# My new sev



## ~G~ (Feb 4, 2010)

hey guys. my other gold sev died last week
but yesterday i went to my LFS and picked up a red sev about 4".
Super nice. id say male. but when my little green sev about half the size of him comes around to see him the red sev kinda chases him into the corner.
im alittle worried because the red sev wont let him out of the corner at all.

anything i can do?


----------



## NatBarry (Feb 19, 2008)

There isnt a lot you can do, he's obviously the dominant male and thinks he's boss because he's bigger. You could separate them if you have the room, or take him back to your LFS. Personally, id leave it a few days and see how they get on as they will learn to get on. My severums were exactly the same.
Nat


----------



## ~G~ (Feb 4, 2010)

Ya ill wait and see.
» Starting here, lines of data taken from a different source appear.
Issue #672, opened 2026-02-23
tracking: Component streaming (Phase 4)


viniciusdacal:
### Goal

Stream components progressively during SSR for faster time-to-first-byte.

**Design doc required before implementation.**

### Status: Future tracking issue — not yet planned for implementation.

viniciusdacal:
Closing — component streaming (Phase 4) is fully implemented.

Relevant commits:
- `b2f2c83` docs(design): component streaming for SSR [#672] (#683)
- `2e1d15e` feat(ui-server): implement component streaming for SSR [#672]
- `253d80c` fix(ui-server): address adversarial review findings in component streaming [#672]
- `389dbeb` docs(design): revise component streaming design after review [#672]

Implements data streaming via inline `<script>` tags with `window.__VERTZ_SSR_PUSH__()` API, CSP nonce support, XSS prevention, and error handling. Design doc at `plans/component-streaming.md`.

PR #683, opened 2026-02-24
docs(design): component streaming for SSR [#672]

viniciusdacal:
## Summary

Design doc for **Phase 4 of the Universal Rendering Model** (#664) — Component Streaming for SSR (#672).

### Key design decision: Data streaming, not HTML streaming

Instead of replacing HTML sections in the stream (fragile VNode tree surgery), the server streams **query data** via inline `<script>` chunks. The client's reactive system handles DOM updates automatically.

- **Fast queries:** Data baked into initial HTML (same as today)
- **Slow queries:** Loading placeholder in initial HTML → server streams resolved data → client swaps in automatically
- **Zero developer boilerplate** — `query()` handles everything
- **Global `ssrTimeout` default** with per-query override

### Architecture

```
Server: initial HTML → <script>__VERTZ_SSR_PUSH__("key", data)</script> → close
Client: hydration → CustomEvent listener → reactive signal update → DOM update
```

### Changes from current behavior

- `renderToHTML()` returns `Response` (streaming) instead of `Promise<string>`
- `renderToHTMLString()` added for backward compat
- Slow queries no longer require client-side refetch — server streams the data

## Review request

Looking for adversarial review on:
1. Is data streaming (vs HTML streaming) the right tradeoff?
2. Security implications of `<script>` injection for streamed data
3. Client-side hydration race conditions (data arriving before/after query init)
4. Global vs per-query timeout precedence rules
5. Breaking change impact of `renderToHTML` return type change

## Test plan

- [ ] Adversarial design review
- [ ] Approve or iterate on design before implementation

### DIFF
--- a/packages/ui-server/src/__tests__/render-to-html-stream.test.ts
+++ b/packages/ui-server/src/__tests__/render-to-html-stream.test.ts
@@ -287,6 +287,36 @@ describe('renderToHTMLStream', () => {
     expect(text).toContain('__VERTZ_SSR_PUSH__');
   });
 
+  it('cleanup runs after stream is fully consumed, not before', async () => {
+    const slow = deferred<string>();
+
+    function App(): VNode {
+      const item = query(() => slow.promise, {
+        key: 'stream-cleanup-timing',
+        ssrTimeout: 10,
+      });
+      const data = item.data as unknown as { value: string | undefined };
+      return {
+        tag: 'div',
+        attrs: { id: 'app' },
+        children: [data.value ?? 'Loading...'],
+      };
+    }
+
+    const response = await renderToHTMLStream({ app: App, url: '/', ssrTimeout: 10 });
+
+    // At this point, the Response has been returned but the stream is NOT consumed yet.
+    // The global ssrTimeout should NOT have been cleared yet (because the stream is still open).
+    // Resolve the slow query — this should succeed because cleanup hasn't run yet.
+    slow.resolve('Cleanup Test Data');
+
+    const text = await response.text();
+
+    // The stream should have completed successfully
+    expect(text).toContain('Loading...');
+    expect(text).toContain('Cleanup Test Data');
+  });
+
   it('failed slow query does not crash, remaining queries still stream', async () => {
     const failing = deferred<string>();
     const succeeding = deferred<string>();
--- a/packages/ui-server/src/__tests__/ssr-context.test.ts
+++ b/packages/ui-server/src/__tests__/ssr-context.test.ts
@@ -1,9 +1,11 @@
 import { describe, expect, it } from 'vitest';
 import {
+  clearGlobalSSRTimeout,
   collectSSRError,
   getSSRErrors,
   getSSRQueries,
   registerSSRQuery,
+  setGlobalSSRTimeout,
   ssrStorage,
 } from '../ssr-context';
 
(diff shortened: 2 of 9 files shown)


viniciusdacal (commented):
## Design Review: Component Streaming for SSR

Overall this is a solid design that addresses a real problem. The data-streaming-via-script approach is pragmatic and avoids the fragility of HTML replacement. A few areas need attention before implementation:

### Clarity & Completeness

**✅ Good:**
- Clear problem statement and context
- Implementation steps are well-organized
- File table is helpful
- Backward compat via `renderToHTMLString()` is smart

**⚠️ Needs clarification:**
- **Step 2**: "don't()" — clarify block on response.text how initial HTML is sent. Does `renderToHTML()` return a Response that starts streaming immediately, or do we need to change the caller to handle streaming?
- **Key generation**: The design assumes `cacheKey` is deterministic and consistent between SSR and client. What's the format? How is it generated to ensure stability?

### Architectural Soundness

**✅ Solid choices:**
- Script-tag data injection avoids VNode surgery
- CustomEvent pattern is clean for cross-boundary communication
- Global timeout hook follows existing `__VERTZ_IS_SSR__` pattern

**⚠️ Concerns:**

1. **Race condition risk**: If client hydration starts and `query()` checks for SSR data *before* the streamed script arrives, it will refetch. The client needs to wait for `vertz:ssr-data` event before deciding to refetch. Current Step 6 doesn't address this — it just checks `window.__VERTZ_SSR_DATA__` immediately.

2. **Memory leak potential**: The `window.__VERTZ_SSR_DATA__` array accumulates all streamed data and is never cleaned up. With many slow queries or long sessions, this grows unbounded.

3. **Missing SSR detection**: How does client-side code know it's running on an SSR-rendered page? The design checks `window.__VERTZ_SSR_DATA__` but that's created by the runtime script. What if SSR failed or was disabled? Need explicit `__VERTZ_SSR_ENABLED__` flag.

### Edge Cases

**Missing handling for:**

1. **Query resolves AFTER client-side fetch started**: If the client starts refetching before streamed data arrives, we could have a race. Consider deduplication or cancellation.

2. **Partial query failures**: What happens when some queries in a batch succeed and others timeout? Error state isn't propagated to client.

3. **ssrTimeout: 0 behavior**: Document says "no streaming (current behavior)" — but what exactly happens? Does it show loading forever? Client refetch? Need explicit contract.

4. **Stale data**: No max-age or cache headers on streamed responses. CDNs may not cache streaming responses properly.

5. **Multiple renders**: What if `renderToHTML()` is called multiple times in the same request (e.g., for redirects)? Need to ensure clean state.

### Acceptance Criteria

Current verification items are good but add:
- `query()` with pending SSR data should NOT make network request (verify in network tab)
- Memory usage stays flat after hydration (no growing array)
- Failed queries don't crash the stream — remaining queries still stream

### Nitpicks

- **Naming**: `__VERTZ_SSR_PUSH__` suggests push from server, but it's actually server→client via script. Consider `__VERTZ_SSR_DATA__` as the bus name to match the array.
- **Error types**: No custom error types for SSR-specific failures (timeout, hydration mismatch, etc.)
- **TypeScript types**: Need public types exported for `QueryOptions.ssrTimeout`

### Questions

1. How does this interact with query deduplication/coalescing? 
2. Is there a limit on how many queries can be streamed per request?
3. What's the hard timeout for "all queries resolve or hard timeout" in Step 2?

Overall: Good foundation, address the race condition and memory concerns before coding.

I defenitly dont want to take him back hes gorgeous.
He has like blue fins to if he goes into the light.
I dont really have any room for him in anyother tank because he would eat my puffer in the 10g and that way to small anyway.
Do green sevs grow slow? mines only probibly only 2" now and i bought him the end of december.

And when do green sevs start to color up?


Thanks


----------



## DTetras2 (Jan 20, 2010)

nathanbarry, sorry to get off topic, but you should think your tank through. you have 2 parrot cichlids in 1 55 gallon tank, which 1 needs at least 55-75! 1 sevrum cichlid needs at least a 55 gallon! not to mention you also have a common pleco which get huge!!!!! Everything else in that one tank is fine, but i would recomend either splitting up the parrot cichlids or the sevrum cichlids into that other 55 gallon tank. the mbuna you might want to get rid of with all those other fish. if you split the parrots, get rid of the pleco, the sevrums, and probably the keyholes and the loach because parrot cichlids like to be by themselves, unless they're different sexes. if you're keeping the sevrums, get rid of the parrots, the pleco, and again the keyholes and the loach. you're deffinitely overcrowding that 1 tank!!!!!


----------



## Guest (Mar 29, 2010)

DT......WHY are u soliciting advice on a thread that doesnt pertain to the OP's question?


----------



## hXcChic22 (Dec 26, 2009)

DTetras2 said:


> nathanbarry, sorry to get off topic, but you should think your tank through. you have 2 parrot cichlids in 1 55 gallon tank, which 1 needs at least 55-75! 1 sevrum cichlid needs at least a 55 gallon! not to mention you also have a common pleco which get huge!!!!! Everything else in that one tank is fine, but i would recomend either splitting up the parrot cichlids or the sevrum cichlids into that other 55 gallon tank. the mbuna you might want to get rid of with all those other fish. if you split the parrots, get rid of the pleco, the sevrums, and probably the keyholes and the loach because parrot cichlids like to be by themselves, unless they're different sexes. if you're keeping the sevrums, get rid of the parrots, the pleco, and again the keyholes and the loach. you're deffinitely overcrowding that 1 tank!!!!!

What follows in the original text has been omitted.